Malgré les confinements, les Franciliens ont été exposés à un air trop pollué en 2020

Malgré les confinements, les Franciliens ont été exposés à un air trop pollué en 2020

Les particules PM10 et particules fines PM2,5, dont les émissions sont notamment dues au chauffage au bois, ont légèrement baissé en 2020, ne respectant pas les seuils recommandés par l’OMS.

Les confinements ont permis de limiter la pollution de l’air. Mais malgré tout, des millions de Franciliens ont été exposés en 2020, pour certains polluants, à des niveaux supérieurs aux recommandations de l’Organisation mondiale de la santé (OMS), selon un rapport d’Airparif publié jeudi 20 mai.

Les particules PM10 et particules fines PM2,5, dont les émissions sont moins directement liées au trafic routier mais dues également au chauffage au bois, ont ainsi légèrement baissé en 2020. Les limites réglementaires françaises sont respectées, mais ce n’est pas le cas pour les seuils recommandés par l’OMS, plus stricts.

Pour les PM2,5, la recommandation journalière de l’OMS est dépassée sur la quasi-totalité de l’Ile-de-France en 2020 (95 % de la population), et pour un Francilien sur deux pour les PM10, selon Airparif.

Quant à l’ozone, les niveaux de pollution ont augmenté en 2020 dans la région parisienne, en continuité avec les années précédentes. Pour ce polluant secondaire associé aux pics de chaleur, les recommandations de l’OMS (100µg/m3 sur 8 heures) et le seuil réglementaire (120µg/m3) sont « toujours largement dépassés en tout point de la région ».

La population moins exposée à des niveaux de NO2 en 2020

L’année 2020 a en particulier vu une « baisse conséquente » de la pollution au dioxyde d’azote (NO2) : de 30 % par rapport à 2019 à Paris et de 20 % en petite couronne.

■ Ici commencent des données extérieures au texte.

PR #5875, opened 2020-02-25
New Tool: website-scaffolder

tombuildsstuff:
This tools intended to aid with building new resources, in particular by scaffolding the documentation from the resource definition.

For examples sake I've updated the documentation for both Resource Groups & Search Services using this output - seems to work well 👍🏻

### DIFF
--- a/azurerm/internal/tools/website-scaffold/main.go
+++ b/azurerm/internal/tools/website-scaffold/main.go
@@ -1,0 +1,73 @@
+package main
+
+import (
+	"flag"
+	"fmt"
+
+	"github.com/hashicorp/terraform-plugin-sdk/helper/schema"
+	"github.com/terraform-providers/terraform-provider-azurerm/azurerm/internal/provider"
+)
+
+func main() {
+	isResource := flag.Bool("resource", true, "True if this is a Resource, False if this is a Data Source")
+	resourceName := flag.String("name", "", "The name of the Data Source/Resource which should be generated")
+	flag.Parse()
+
+	if err := run(*isResource, *resourceName); err != nil {
+		panic(err)
+	}
+}
+
+func run(isResource bool, resourceName string) error {
+	if isResource {
+		return runForResource(resourceName)
+	}
+
+	return runForDataSource(resourceName)
+}
+
+func runForDataSource(resourceName string) error {
+	var dataSource *schema.Resource
+
+	for _, service := range provider.SupportedServices() {
+		for key, ds := range service.SupportedDataSources() {
+			if key == resourceName {
+				dataSource = ds
+				break
+			}
+		}
+	}
+
+	if dataSource == nil {
+		return fmt.Errorf("Data Source %q was not registered!", resourceName)
+	}
+
+	return buildDocumentationForDataSource(resourceName, dataSource)
+}
+
+func runForResource(resourceName string) error {
+	var resource *schema.Resource
+
+	for _, service := range provider.SupportedServices() {
+		for key, rs := range service.SupportedResources() {
+			if key == resourceName {
+				resource = rs
+				break
+			}
+		}
+	}
+
+	if resource == nil {
+		return fmt.Errorf("Resource %q was not registered!", resourceName)
+	}
+
+	return buildDocumentationForResource(resourceName, resource)
+}
+
+func buildDocumentationForDataSource(resourceName string, resource *schema.Resource) error {
+	return nil
+}
+
+func buildDocumentationForResource(resourceName string, resource *schema.Resource) error {
+	return nil
+}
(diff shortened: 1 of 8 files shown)


azurerm/internal/tools/website-scaffold/main.go
```diff
@@ -0,0 +1,891 @@
...
+			output += gen.processElementForExample(field, indentLevel, v.Elem, isAttribute)
+			continue
+		}
+
+		output += processField(field, v)
+	}
+	return strings.TrimSuffix(output, "\n")
+}
+
+func (gen documentationGenerator) sortFields(input map[string]*schema.Schema) []string {
```
magodo: Alphabetic ordering might not obey the conventions that:

1. Some special fields have special ordering, e.g. `name` comes first and `tags` comes last
2. Except point 1, `ForceNew` + `Required` > `ForceNew` + `Optional` > `Required` > `Optional`

azurerm/internal/tools/website-scaffold/main.go
```diff
@@ -0,0 +1,891 @@
...
+	// assuming we have both optional & required fields - let's add a separarer
+	if len(fields) > 0 && len(optionalFields) > 0 {
+		fields += "---\n\n"
+	}
+	fields += optionalFields
+
+	// first list all of the top-level fields / blocks alphabetically
+
+	// then we need to collect a list of all block names, everywhere
+	blockNames, blocks := gen.uniqueBlockNamesForArgument(gen.resource.Schema)
```
magodo: Given the case that there are two arguments sharing the same block type, then it will be repeated in the document, which seems redundent.

Barely comparing schema definition to predict whether two arguments share a same block type is not so reliable, however,  in this case maybe we can add a **TODO** comment to remind user to choose.

azurerm/internal/tools/website-scaffold/main.go
```diff
@@ -0,0 +1,891 @@
...
+
+	for _, blockName := range blockNames {
```
magodo: Maybe need to sort keys in `blockNames` in some way (either reflect the nested level or simply in alphabetic order).

magodo:
Maybe leveraging the `Description` in schema definition as a source of description of each property, and use `TODO` as a fallback when it is absent.

azurerm/internal/tools/website-scaffold/main.go
```diff
@@ -0,0 +1,891 @@
...
+		friendlyText := timeoutToFriendlyText(*timeouts.Read)
+		timeoutsText += fmt.Sprintf("* `read` - (Defaults to %s) Used when retrieving the %s.\n", friendlyText, gen.brandName)
+	}
+
+	if timeouts.Update != nil {
+		friendlyText := timeoutToFriendlyText(*timeouts.Update)
+		timeoutsText += fmt.Sprintf("* `update` - (Defaults to %s) Used when updating the %s.\n", friendlyText, gen.brandName)
+	}
+
+	if timeouts.Create != nil {
```
jackofallops: Copy paste error here?  Should be delete?

azurerm/internal/tools/website-scaffold/main.go
tombuildsstuff: this is already done within the other method

azurerm/internal/tools/website-scaffold/main.go
tombuildsstuff: we're scaffolding rather than generating - thus this is an acceptable limitation

website/docs/r/search_service.html.markdown
```diff
@@ -8,79 +8,83 @@ description: |-
...
 
 The following arguments are supported:
 
-* `name` - (Required) The name of the Search Service. Changing this forces a new resource to be created.
+* `location` - (Required) The Azure Region where the Search Service should exist. Changing this forces a new Search Service to be created.
+
+* `name` - (Required) The Name which should be used for this Search Service. Changing this forces a new Search Service to be created.
 
-* `resource_group_name` - (Required) The name of the resource group in which to create the Search Service. Changing this forces a new resource to be created.
+* `resource_group_name` - (Required) The name of the Resource Group where the Search Service should exist. Changing this forces a new Search Service to be created.
```
katbyte: Instead of doing alphabetical here should be be consistent with how we order them in the schema/typically right now? name->rg->location ?

website/docs/r/search_service.html.markdown
```diff
@@ -8,79 +8,83 @@ description: |-
...
 * `query_keys` - A `query_keys` block as defined below.
 
+* `secondary_key` - The Secondary Key used for Search Service Administration.
+
 ---
 
 A `query_keys` block exports the following:
 
-* `name` - The name of the query key.
+* `key` - The value of this Query Key.
```
katbyte: Same here, alphabetical vs typical

tombuildsstuff: in this instance these should be alphabetical for computed blocks, so I think this is fine?

website/docs/r/search_service.html.markdown
tombuildsstuff: that's mostly for historical reasons/where there's a larger set of fields - but it's not really giving us any value here, so I think we can ignore that for now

Une grande partie peut être attribuée à la mise en place de mesures contre l’épidémie de Covid-19 (baisse de la circulation, fonctionnement réduit de sites industriels), et le reste aux mesures de long terme de lutte contre la pollution et aux conditions météos favorables, précise dans un communiqué l’organisme de surveillance de la qualité de l’air en Ile-de-France.

Grâce à cette diminution, moins de 1 % de la population francilienne (moins de 100 000 habitants, contre 500 000 en 2019), située au cœur de l’agglomération, a été exposée à des niveaux de NO2 dépassant la limite réglementaire française de 40µg/m3 en moyenne annuelle, identique pour ce polluant aux recommandations de l’OMS.